Benefits of a Career in Student Affairs

The personal rewards of a career in student affairs are numerous. Here are just a few:

The Ability to Make a Difference

As a student affairs practitioner, you will have the opportunity to help students during a critical time in their development. You'll see the results of your work in the lives of individuals and the community, and build mentoring relationships with students that can last a lifetime.

A Wide Range of Choices

Student affairs offers a broad range of career possibilities. It also attracts people with many different interests. If you like business or technology, for example, you might consider a career in financial aid or admissions. If you've been active in student government or greek life, you might enjoy coordinating student activities. Or, if you like to study human behavior, career counseling or residence life might be right for you.

You can consider a career in student affairs no matter what your undergraduate major is or was. Many professionals who enter the field have a background in psychology, sociology, education, or human development. But having a major in another field – from political science to art to physics – is also useful when working in an academic setting.

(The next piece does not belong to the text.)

PR #15, opened 2019-08-13
Bug 1741133: Fix DC adoption

tnozicka:
/cc @soltysh 

one piece of https://github.com/openshift/origin/pull/22683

Your possibilities expand even more when you consider the variety of workplaces available to you as a student affairs professional. You can choose a campus based on its geographic location, its student population, or any other requirement that's important to your life plans and career goals. All colleges and universities – large or small, public or private, two-year or four-year, rural or urban – need professionals trained in student affairs.

An Exciting Work Environment

Student affairs professionals rarely have a boring day at the office. They perform many different types of tasks – advising groups, chairing meetings, coordinating events, overseeing budgets, and working with a range of students, staff, and faculty. The campus environment continually offers new challenges and requires new strategies to deal with them. On top of that, working with students generates its own kind of energy and excitement.

Access to the Profession

There are numerous entry-level positions available each year in the nation's 4,000+ colleges and universities. Because of the need for student affairs professionals on campus, your services will be in demand.

Potential for Advancement

A master's degree in college student affairs is your ticket to enter the profession. Through assistantships and internships, you'll have the opportunity to gain valuable experience while you attend graduate school.

Once you enter the profession, the possibilities for career growth are limitless. New student affairs professionals who demonstrate talent can move quickly from entry level positions to roles of increasing responsibility.

Some student affairs professionals take advantage of the opportunity to pursue a doctoral degree, which gives them even more options, including becoming a director, a faculty member in a student affairs graduate program, a dean of students, or even a vice president for student affairs.

Fringe Benefits

Colleges and universities often offer an attractive benefits package. One of the greatest advantages is the opportunity for additional education – some schools provide tuition remission for employees and their family members. Student affairs professionals also enjoy comprehensive medical benefits, retirement plans, generous vacation time, and access to all of the cultural, recreational, and social opportunities that a college campus has to offer.